O economista André Lara Resende e o especialista em Previdência Francisco Barreto de Oliveira, do Instituto de Pesquisa Econômica Aplicada, apresentaram uma proposta desse tipo ao governo há mais de três anos. Foi polidamente devolvida. “É uma proposta ingênua, superada”, diz Raul Velloso.

“É como se alguém que tivesse aterrissado depois de passar um tempo em Marte abrisse um livro-texto e apontasse o sistema de capitalização.”

O que de mais atual saiu da equipe de Ciro, depois de colocar essa proposta de programa de governo na internet, foi a inclusão da taxa de desemprego ao lado do índice de inflação para balizar as metas da política econômica. A soma dos dois índices formaria uma “taxa de desconforto”, que deveria baixar ano a ano. Acontece que a política de juros do governo não é a causa da falta de crescimento econômico, adverte Raul Velloso. Tanto que a taxa básica, estabelecida pelo Banco Central, está em 18%, enquanto a do mercado oscila acima do patamar dos 20%. “Se não posso atribuir a desaceleração à taxa Selic, por que vou mudar a política? Só pela novidade, por uma coisa bonita, charmosa?”, pergunta o especialista em contas públicas. “O problema fundamental é de natureza fiscal.”

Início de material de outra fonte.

PR #243, opened 2023-11-06
Add support for building images from ostree containers and the Fedora CoreOS qcow2 image type

achilleas-k:
This PR adds support for the org.osbuild.ostree.deploy.container stage and a new image type that uses it called `coreos-qcow2` for Fedora.

I tested the new image type locally with the container we added to the gitlab registry for testing the sample manifest in osbuild.
Fedora CoreOS booted

Some notes and open questions:
- I use the same pipeline as the regular ostree deployment with a condition on the type of source.  I think it wasn't worth making a whole separate pipeline for this, but we can revisit this decision if the two start diverging.
- The new image type is added to Fedora which means that if this is merged and updated in osbuild-composer it will be available to build on-prem.  If we want this, we'll have to figure out the command line options for specifying a container source and potentially a target-imgref.
- When specifying a container source to deploy, you must specify the ref (otherwise the default will be assumed).  This requirement also exists for ostree commits from a repo, but I wonder: Is there a way to determine the container's ostree ref without downloading it?

You can generate the manifest for this image with:
```
go run ./cmd/gen-manifests --distros fedora-38 --arches x86_64 --images coreos-qcow2 --output .
```
or build it directly with
```
go build -o bin/build ./cmd/build
sudo ./bin/build --distro fedora-38 --image coreos-qcow2 --output builds --config ./test/configs/ostree-container-pull.json
```

You can also add a user to the config file which will create a user after the deployment before finalising the image:
```json
{
  "name": "ostree-container-pull",
  "ostree": {
    "ref": "ostree/1/1/0",
    "container": "registry.gitlab.com/redhat/services/products/image-builder/ci/images/fedora-coreos:stable",
    "tls-verify": true
  },
  "blueprint": {
    "customizations": {
      "user": [
        {
          "name": "<login>",
          "password": "<password>",
          "key": "<pubkey>"
        }
      ]
    }
  }
}
```


pkg/image/ostree_disk.go
```diff
@@ -26,21 +27,22 @@ type OSTreeDiskImage struct {
...
 
 	KernelOptionsAppend []string
 	Keyboard            string
 	Locale              string
 
 	Filename string
 
-	Ignition         bool
-	IgnitionPlatform string
+	IgnitionPlatform *string
```
bcl, line 45: Why make this a pointer instead of using empty string to indicate it isn't set?

achilleas-k: I don't really have a good answer.  I think I picked up a habit of making optionals `nil`-able but that's not a good reason.  You're right, an plain string with empty as the "off" value would work better and require less checks.

cgwalters: mumble mumble `Option<String>`

pkg/distro/fedora/images.go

Tentativas – O Estado tentou ouvir Ciro Gomes sobre essas críticas dos especialistas, mas não foi possível. Sua assessoria informa, no entanto, que a proposta examinada aqui é provisória. Seus princípios se manterão, mas ela será “adensada” com a contribuição de novos assessores, como Maurício Dias David, que se licenciou do BNDES, e até membros da equipe econômica do governo, cujo nome não pode ser divulgado.